PR #2407, opened 2019-07-11
Fix UBSan errors

PlacidBox:
rd_tmpabuf_write is sometimes called with a NULL buffer to clone,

[Exercise objective]: Output the entire listing exactly as written.

[Solution for this exercise]:
PR #2407, opened 2019-07-11
Fix UBSan errors

PlacidBox:
rd_tmpabuf_write is sometimes called with a NULL buffer to clone,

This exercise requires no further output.